### WHAT TO PRODUCE:
Go through the records and report each line holding the string "Worth".

### RECORD SET:
..........

Issue #1060, opened 2026-08-18
Late-joiner counsellors stay locked out of existing enquiries after joining an agency


kiodreambau:
**Affected repos:** ORISO-UserService

## Why

OpenResilienceInitiative/ORISO-UserService#905 fixed the enquiry visibility bug by joining all agency counsellors into the enquiry Matrix room **at enquiry creation**. The gap that remains (reported in OpenResilienceInitiative/ORISO-Frontend#811, requested as its own urgent ticket by @BjoernLudwig on 2026-08-13): a counsellor who is added to an agency **after** an enquiry already arrived is never joined to the existing enquiry rooms, so they stay locked out of open initial requests.

## What to build

- When a counsellor is assigned to an agency, join them into the Matrix rooms of that agency's existing open enquiries (the "late-joiner hook"), mirroring the membership logic of OpenResilienceInitiative/ORISO-UserService#905.
- Cover the reverse path where relevant: removal from the agency must not leave stale memberships behind.
- Regression test: counsellor added after enquiry creation can read the enquiry (text + attachments) exactly like a counsellor who was present at creation.

## Acceptance

- [x] Counsellor added to an agency after an enquiry exists can open and read that enquiry without manual intervention.
- [x] Existing at-creation behavior from OpenResilienceInitiative/ORISO-UserService#905 unchanged.
- [x] Integration test covers the late-joiner path and fails before the fix.

## How should I test this? (reviewer plan)

- [ ] Create an enquiry for agency A → add a NEW counsellor to agency A → log in as that counsellor → the enquiry is visible and readable (incl. attachments).
- [ ] Counsellor present at creation still sees the enquiry unchanged.

kiodreambau:
## Status: fix is on `pre-dev` in OpenResilienceInitiative/ORISO-UserService#1074

Worth recording why this issue was still open: OpenResilienceInitiative/ORISO-UserService#1063 already implemented it and is merged — but into `speed/reflux-progress-exp-16-aug`, not `pre-dev`. That branch is stuck behind a red openapi consumer check, so the code never reached `pre-dev` and the bug stayed live there. #1074 brings it onto `pre-dev` and closes four gaps #1063 left open.

### Acceptance criteria

- [x] Counsellor added to an agency after an enquiry exists can open that enquiry without manual intervention — `AgencyLateJoinerMembershipService`, hooked into both the atomic and the legacy two-step assignment path.
[...]

PR #905, opened 2026-07-28
feat(matrix): join the agency's counsellors into the enquiry room at creation (FE#811)

Storypapst:
Refs OpenResilienceInitiative/ORISO-Frontend#811 (P0). Implements ADR-002 §1 "real members from room creation". Companion FE PR: retry failed decryptions after a history-key import (`fix/enquiry-history-key-retry-811`) — **merge both**; each alone is insufficient.

## Problem

A counsellor reviewing an initial request saw an **empty conversation** — no messages, no files, no error. Root cause: the enquiry holding room was created with only the agency service account and the advice seeker as members; counsellors were invited at **accept** time. A non-member's Matrix `/sync` never contains the room, so the client had literally nothing to render.

## Change

- New `AgencySilentMembershipService`: invites + joins every active counsellor of the enquiry's agency into the holding room **at room creation, before the first message can be sent**. Ordering is load-bearing: a Megolm session only reaches devices present at encrypt time; anyone joined later cannot decrypt earlier content.
- Called from `AgencyPreAssignmentRoomService.ensureHoldingRoom` (both the registration and the enquiry-message path).
- Directly addressed enquiries (`isConsultantDirectlySet`) are excluded — the advice seeker chose one counsellor; the case must not fan out to the department.
- Best-effort per counsellor: an unresolvable Matrix account never costs the other counsellors their membership and never fails the advice seeker's enquiry.
- Provisions missing counsellor Matrix accounts (same create-or-resolve probe as `AssignEnquiryFacade`).

## Tests

- `AgencySilentMembershipServiceTest` (7 new): full-join, account provisioning, login-probe resolution, invite-rejection tolerance, per-consultant best effort, skip-on-unresolvable, input short-circuit.
- `AgencyPreAssignmentRoomServiceTest` (+2): join happens between room creation and persist; direct enquiries skip the fan-out.
- `CreateEnquiryMessageFacadeMatrixRoomProvisioningTest` (+1): counsellor is a member **before** the enquiry message is sent (in-order verification).
- Full unit suite: **3437 tests, 0 failures**.

## Live proof (Pre-Dev, run `_e2e-artifacts/e2e-20260728-fe811`)

| Check | Before | After (session 103532, with FE companion) |
|---|---|---|
| Room members at enquiry creation | 3 (agency svc, asker, matrixadm) | 8 (+ all 5 counsellors of agency 241) |
| Counsellor opens enquiry before accept | empty pane | full plaintext content |
[...]

PR #1055, opened 2026-08-17
Fail required integration CI on skipped tests

Storypapst:
Closes OpenResilienceInitiative/ORISO-UserService#1054

## Summary

- count `executed = tests - skipped` against the existing 830-test floor
- fail the required integration contract on every skipped report while retaining report, failure, error, and critical-E2E guards
- activate the Redis-gated contract in every full required job
- keep real-MariaDB contracts in the separately required MariaDB job and exclude them from primary report discovery, including the deliberately out-of-refactor-CI support-room convergence test from commit `3bfa3d06`

## Verification

Local only, on macOS with Temurin JDK 21.0.11, Redis 7, and MariaDB 10.11.

- RED: synthetic 830-total/4-skipped reports returned exit 0 before the guard change
- GREEN: 99 CI contract tests passed
- GREEN: required integration runner reported `reports=86 tests=882 executed=882 failures=0 errors=0 skipped=0`
- GREEN: authoritative MariaDB contract reported `tests=12 failures=0 errors=0 skipped=0`
- GREEN: workflow YAML parsed, shell syntax passed, and `git diff --check` passed

### Reviewer test plan

- [ ] Run the required integration workflow and confirm it reports executed tests separately with zero skips.
- [ ] Feed a synthetic skipped report to the guard and confirm it exits non-zero for both the executed floor and skipped count.
- [ ] Remove a critical E2E report from the fixture and confirm the existing critical-report check still fails.
- [ ] Run the MariaDB and Redis contracts and confirm both required infrastructure paths remain green.

Review focus: `shazia-k` for the CI contract and UserService suite ownership; `Shirloin` for workflow aggregation and the infrastructure split.

🤖 Generated with [Claude Code](https://claude.com/claude-code)

## Summary by CodeRabbit

* **Bug Fixes**
  * Repaired support-room database structures when missing, improving migration reliability.
  * Removed draft records that contain no meaningful text after markup cleanup.
* **Tests**
  * Improved Redis-backed integration-test validation across development, pull request, and main-branch checks.
  * Expanded MariaDB contract coverage to include migration convergence scenarios.
  * Refined test reporting requirements to verify sufficient coverage and fail on errors, failures, or skipped tests.
* **Documentation**
  * Updated the integration-test inventory and clarified how application, Redis, and MariaDB checks are evaluated.

PR #1063, opened 2026-08-18
Join late-joining counsellors into existing enquiry rooms (and revoke on removal)

kiodreambau:
## What & why

OpenResilienceInitiative/ORISO-UserService#905 joins the agency's counsellors into an enquiry's Matrix room **at room creation**. That only helps counsellors who were already in the agency at that moment. A counsellor added to the agency **afterwards** never becomes a member of the rooms that already exist — Matrix `/sync` returns nothing for a non-member, and no later event repairs it, so open initial requests stay invisible to them until an admin intervenes.

This PR adds `AgencyLateJoinerMembershipService` and wires it into both directions of the agency relation:

- **Join (the reported bug):** completing an agency assignment backfills the counsellor into the Matrix rooms of the agency's existing open enquiries. Both entry points are covered — the atomic `createNewConsultantAgency` path the admin UI uses and the legacy two-step `completeConsultantAgencyAssigment` path — because they funnel through one place.
- **Removal (the reverse path the issue asks for):** marking a consultant-agency relation deleted revokes that membership again, so a counsellor does not keep syncing enquiries of an agency they left. The hook sits in `markAsDeleted`, which covers both the single-agency endpoint and the bulk path that `ConsultantAdminFacade#setConsultantAgencies` uses when an admin edits a consultant's agency set.

**Scope:** the agency's *open* enquiries — status `NEW`, no counsellor assigned, not directly addressed. Those are the cases the whole department is entitled to pick up; an accepted case belongs to one counsellor and is governed by `AssignEnquiryFacade`. On the removal side that scope is not a preference but a constraint: `AssignEnquiryFacade` removes the agency service account from the room when an enquiry is accepted, so the agency token can no longer act on an accepted case at all.

**Failure semantics:** both directions are best effort. The relation in the database is the source of truth, so a Synapse failure degrades to "membership repaired later" rather than failing the admin's request. Per-counsellor membership logic is shared with the at-creation fan-out by promoting `AgencySilentMembershipService#joinSilently` to the public `joinConsultantIntoRoom`, so the backfill cannot drift from #905's semantics.

Closes OpenResilienceInitiative/ORISO-UserService#1060
Refs OpenResilienceInitiative/ORISO-Frontend#811

## How should I test this?

- [ ] Create an enquiry for agency A (as an advice seeker) → confirm a counsellor already in agency A sees it → **expected:** unchanged behaviour from #905, enquiry visible and readable.
- [ ] Add a **new** counsellor to agency A in the admin panel → log in as that counsellor → open the initial-request list → **expected:** the enquiry created *before* they joined is listed, opens, and its message text is readable.
- [ ] Same enquiry, check attachments → **expected:** attachments load for the late joiner.
- [ ] Check the service log during the assignment → **expected:** one `Backfilled consultant <id> into N of N open enquiry rooms of agency <id>` line.
- [ ] Remove that counsellor from agency A again → log in as them → **expected:** the enquiry disappears from their list; log shows `Removed consultant <id> from N of N open enquiry rooms of agency <id>`.
- [ ] Edit a consultant in the admin panel and drop one agency from their agency set (the bulk path) → **expected:** the same revocation happens for the dropped agency, and agencies left untouched keep their enquiries.
- [ ] Assign an agency whose Matrix service account is misconfigured (or stop Synapse) → **expected:** the assignment request still succeeds with 2xx; only a `WARN` is logged. Nothing 500s.
- [ ] Create an enquiry via a **direct** counsellor link, then add a new counsellor to the agency → **expected:** the directly addressed enquiry is *not* fanned out to them.

## Verified locally vs CI must prove

**Verified locally** (JDK 21 via `brew --prefix openjdk@21`, `./mvnw`, targeted test classes only):

| Test class | Result |
| --- | --- |
| `AgencyLateJoinerMembershipServiceTest` (new) | `Tests run: 9, Failures: 0, Errors: 0, Skipped: 0` |
| `ConsultantAgencyRelationCreatorServiceTest` | `Tests run: 16, Failures: 0, Errors: 0, Skipped: 0` |
| `ConsultantAgencyAdminServiceTest` | `Tests run: 14, Failures: 0, Errors: 0, Skipped: 0` |
| `ConsultantAgencyAdminUserServiceTest` | `Tests run: 7, Failures: 0, Errors: 0, Skipped: 0` |
| `AgencySilentMembershipServiceTest` (#905, untouched behaviour) | `Tests run: 7, Failures: 0, Errors: 0, Skipped: 0` |
| `AgencyPreAssignmentRoomServiceTest` (#905, untouched behaviour) | `Tests run: 16, Failures: 0, Errors: 0, Skipped: 0` |
| Aggregate | `Tests run: 69, Failures: 0, Errors: 0, Skipped: 0` — `BUILD SUCCESS` |

`mvn spotless:apply` is clean (google-java-format, GOOGLE style).

**Failing-test proof.** The tests were confirmed to fail without the fix, not merely to pass with it. Both call sites were commented out (`backfillExistingEnquiryRooms` in `ConsultantAgencyRelationCreatorService`, `revokeOpenEnquiryRoomMembership` in `ConsultantAgencyAdminService`) and both public methods of `AgencyLateJoinerMembershipService` were made to return `0` immediately. Result: `Tests run: 39, Failures: 9, Errors: 3` — `BUILD FAILURE`, including

```
ConsultantAgencyRelationCreatorServiceTest.createNewConsultantAgency_Should_backfillTheConsultantIntoExistingOpenEnquiryRooms
ConsultantAgencyRelationCreatorServiceTest.completeConsultantAgencyAssigment_Should_backfillTheConsultantIntoExistingOpenEnquiryRooms
ConsultantAgencyAdminServiceTest.markConsultantAgencyForDeletion_Should_RevokeOpenEnquiryRoomMembership
ConsultantAgencyAdminServiceTest.markConsultantAgenciesForDeletion_Should_RevokeMembershipForEveryRemovedAgency
AgencyLateJoinerMembershipServiceTest.joinConsultantIntoOpenEnquiryRooms_joinsEveryOpenEnquiryRoomOfTheAgency:96 expected: <2> but was: <0>
AgencyLateJoinerMembershipServiceTest.removeConsultantFromOpenEnquiryRooms_removesFromEveryOpenEnquiryRoom:187 expected: <2> but was: <0>
```

The disabling edits were reverted from backups and the suite was re-run green (`Tests run: 69, Failures: 0` — `BUILD SUCCESS`) before committing.

**CI must prove** (deliberately not run locally — 16 GB machine, targeted classes only):

- The **full unit suite** — nothing outside the six classes above was executed here. Every Spring component that constructs `ConsultantAgencyAdminService` or `ConsultantAgencyRelationCreatorService` gained a constructor argument, so any test building them by hand rather than via `@InjectMocks` will surface in CI, not locally.
- **Spring context startup** — `AgencyLateJoinerMembershipService` is a new `@Service` with four injected collaborators; only a full context load proves the wiring.
- **Integration tests (`*IT`)** — none were run.
- **A real Matrix round-trip.** Every assertion here is against mocks. That invite → login → join actually produces a readable room for the late joiner, and that `removeUserFromRoom` with the *agency* token actually kicks a counsellor from an unassigned enquiry room, is only proven on pre-dev by the reviewer checklist above.

## Open risks and scope explicitly not covered

1. **Rollback amplifier.** `ConsultantAdminFacade#setConsultantAgencies` is `@Transactional` and performs the bulk removal and the creations inside one transaction. Matrix membership changes are not transactional: if that transaction rolls back later (e.g. the subsequent topic validation fails), the DB relations are restored but the Matrix joins/kicks are not undone. This PR keeps the side effects inline because that is what every existing Matrix side effect in this codebase does and there is no after-commit hook idiom here to follow; introducing one is a separate change. Worth a follow-up ticket.
2. **Stale membership in already-accepted rooms is not cleaned up.** A counsellor who was a silent member at creation, whose colleague then accepted the case, keeps that membership after leaving the agency. This is deliberately out of scope: once the enquiry is accepted the agency service account has left the room, so the agency token cannot remove anyone. Fixing it needs the assigned counsellor's or an admin token — a different mechanism (see the case-handover / team-session paths).
3. **Latency.** The backfill runs synchronously inside the admin's assignment request and costs roughly one invite + one login + one join per open enquiry room. An agency with a large backlog of open enquiries will make that request noticeably slower. Acceptable for correctness first; a queue is the follow-up if it bites.
4. **Megolm history.** A counsellor backfilled after messages were already sent holds no Megolm key for them and depends on the client-side history-key transfer shipping in OpenResilienceInitiative/ORISO-Frontend#811. Joining at creation (#905) remains the stronger guarantee — this is the repair path for everyone who could not be there at creation. Reviewers should read old messages, not just confirm the room appears.
5. **Base branch.** This targets `speed/reflux-progress-exp-16-aug` (the shipping branch) on purpose, not `pre-dev`.

### DIFF
--- a/documentation/user-service-historical-failure-classification.json
+++ b/documentation/user-service-historical-failure-classification.json
@@ -196,19 +196,19 @@
       "primaryTotal": -509
     },
     "verifiedCurrent": {
-      "verifiedApplicationHead": "374642585ffaa8ebca1d20c1631f0a9373eacf6a",
-      "unit": 4107,
+      "verifiedApplicationHead": "e6af9a1bf6540a7c7d3a54318bc679ca9e457a0a",
+      "unit": 4122,
       "integration": 913,
-      "primaryTotal": 5020,
+      "primaryTotal": 5035,
       "localEvidence": [
         "JDK 21: ./mvnw -Dskip.integration-tests=true test plus exact inventory gate",
         "JDK 21: scripts/ci/run-required-integration-tests.sh plus exact inventory gate"
       ]
     },
     "sinceCutoverDelta": {
-      "unit": 734,
+      "unit": 749,
       "integration": 73,
-      "primaryTotal": 807
+      "primaryTotal": 822
     },
     "sourceDiff": {
       "fromCommit": "dce9b2f4d89851d452135de6b0697d22413368c7",
@@ -221,8 +221,8 @@
   },
   "currentRequiredSuite": {
     "command": "scripts/ci/run-required-integration-tests.sh",
-    "unitTests": 4107,
-    "unitReports": 457,
+    "unitTests": 4122,
+    "unitReports": 458,
     "unitSkipped": 0,
     "integrationReports": 99,
     "integrationTests": 913,
--- a/src/main/java/de/caritas/cob/userservice/api/admin/service/agency/ConsultantAgencyAdminService.java
+++ b/src/main/java/de/caritas/cob/userservice/api/admin/service/agency/ConsultantAgencyAdminService.java
@@ -22,18 +22,21 @@ import de.caritas.cob.userservice.api.port.out.ConsultantAgencyRepository;
 import de.caritas.cob.userservice.api.port.out.ConsultantRepository;
 import de.caritas.cob.userservice.api.port.out.SessionRepository;
 import de.caritas.cob.userservice.api.service.agency.AgencyService;
+import de.caritas.cob.userservice.api.service.session.AgencyLateJoinerMembershipService;
 import java.util.List;
 import java.util.Set;
 import java.util.stream.Collectors;
 import lombok.NonNull;
 import lombok.RequiredArgsConstructor;
 import lombok.SneakyThrows;
+import lombok.extern.slf4j.Slf4j;
 import org.apache.commons.beanutils.BeanUtils;
 import org.springframework.stereotype.Service;
 
 /** Service class to handle administrative operations on consultant-agencies. */
 @Service
 @RequiredArgsConstructor
+@Slf4j
 public class ConsultantAgencyAdminService {
 
   private final @NonNull ConsultantAgencyRepository consultantAgencyRepository;
@@ -43,6 +46,7 @@ public class ConsultantAgencyAdminService {
   private final @NonNull AgencyService agencyService;
   private final @NonNull AgencyAdminService agencyAdminService;
   private final @NonNull ConsultantAgencyDeletionValidationService agencyDeletionValidationService;
+  private final @NonNull AgencyLateJoinerMembershipService agencyLateJoinerMembershipService;
 
   /**
    * Returns all Agencies for the given consultantId.
@@ -250,6 +254,33 @@ public class ConsultantAgencyAdminService {
     this.agencyDeletionValidationService.validateAndMarkForDeletion(consultantAgency);
     consultantAgency.setDeleteDate(nowInUtc());
     this.consultantAgencyRepository.save(consultantAgency);
+    revokeOpenEnquiryRoomMembership(consultantAgency);
+  }
+
+  /**
+   * US#1060, symmetric half: since a counsellor is joined into the agency's open enquiry rooms when
+   * they are assigned, detaching them again has to take that membership back. Otherwise the
+   * counsellor keeps receiving the agency's open initial requests through Matrix {@code /sync} long
+   * after the relation was deleted.
+   *
+   * <p>Best effort — the deleted relation is already persisted and is the source of truth; a
+   * Synapse failure must not turn a successful detach into an error response.
+   */
+  private void revokeOpenEnquiryRoomMembership(ConsultantAgency consultantAgency) {
+    var consultant = consultantAgency.getConsultant();
+    if (consultant == null) {
+      return;
+    }
+    try {
+      agencyLateJoinerMembershipService.removeConsultantFromOpenEnquiryRooms(
+          consultant, consultantAgency.getAgencyId());
+    } catch (RuntimeException ex) {
+      log.warn(
+          "Could not revoke enquiry room membership of consultant {} in agency {}: {}",
+          consultant.getId(),
+          consultantAgency.getAgencyId(),
+          ex.getMessage());
+    }
   }
 
   /**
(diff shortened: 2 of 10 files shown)


kiodreambau:
### Note for reviewers: the red `openapi provider and consumer contracts` check is inherited, not caused by this PR

This branch changes **only Java files** (8 files, no OpenAPI YAML — see the commit stat). The failing step is `Verify TenantService admin consumer compatibility`, which reports:

```
in API POST /tenant/public/dpa/confirm/{token} removed the optional property `dpaVersion` from the response with the `200` status
in API GET /tenantadmin/{id}/dpa/signatures removed the optional property `items/dpaVersion` from the response with the `200` status
```

That mismatch comes from the base branch `speed/reflux-progress-exp-16-aug`, whose `services/tenantadminservice.yaml` expects `dpaVersion` while the pinned TenantService provider spec no longer returns it. The consumer contract was brought in by an earlier merge on the base branch (`913b7003`), not by this work.

Evidence:
- Open PRs based on `pre-dev` (#1059, #1055, #1045, #1041) pass this check; this PR is the only one based on the shipping branch.
- The contract workflow only runs on pull requests, so the base branch itself never surfaced the failure on push.

Nothing in this PR can fix it — the base branch needs either a refreshed provider pin or a corrected `services/tenantadminservice.yaml`. Worth its own ticket before the shipping branch is promoted.

kiodreambau:
### CI is green except the inherited contract check

Final run on `518ff5e3`: **11 checks pass, 1 fails.**

Passing: `test, build and Docker validation`, `test and build UserService`, `required integration tests` (both lanes), `mariadb-contract` (both lanes), `Redis shared-state contracts`, `openapi contract gate tests`, `api-contract-diff`, `required PreDev CI`, CodeRabbit.

Failing: `openapi provider and consumer contracts` — inherited from the base branch, not caused by this PR. Now tracked as OpenResilienceInitiative/ORISO-UserService#1064 with the full evidence; it cannot be fixed from here.

The earlier failure of the two build lanes was the exact-inventory gate (`expected 4107 tests, found 4122`): all 4,122 unit tests passed, only the recorded baseline was stale. Commit `518ff5e3` records the new inventory (4,122 unit tests across 458 reports) following the same pattern as `bc51c8e9`.

shazia-k:
The Error in this PR is not a blocker. and this PR is mergaeable.
reason is here
the pin at openapi-contracts.yml:56 points at a TenantService commit that is 2 ahead / 34 behind pre-dev and predates 164d130d, which is where dpaVersion actually landed. Nothing in PR 1063 is involved; it changes no YAML and no workflow.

..........

### RESULT OF THIS EXERCISE:
Worth recording why this issue was still open: OpenResilienceInitiative/ORISO-UserService#1063 already implemented it and is merged — but into `speed/reflux-progress-exp-16-aug`, not `pre-dev`. That branch is stuck behind a red openapi consumer check, so the code never reached `pre-dev` and the bug stayed live there. #1074 brings it onto `pre-dev` and closes four gaps #1063 left open.
1. **Rollback amplifier.** `ConsultantAdminFacade#setConsultantAgencies` is `@Transactional` and performs the bulk removal and the creations inside one transaction. Matrix membership changes are not transactional: if that transaction rolls back later (e.g. the subsequent topic validation fails), the DB relations are restored but the Matrix joins/kicks are not undone. This PR keeps the side effects inline because that is what every existing Matrix side effect in this codebase does and there is no after-commit hook idiom here to follow; introducing one is a separate change. Worth a follow-up ticket.
Nothing in this PR can fix it — the base branch needs either a refreshed provider pin or a corrected `services/tenantadminservice.yaml`. Worth its own ticket before the shipping branch is promoted.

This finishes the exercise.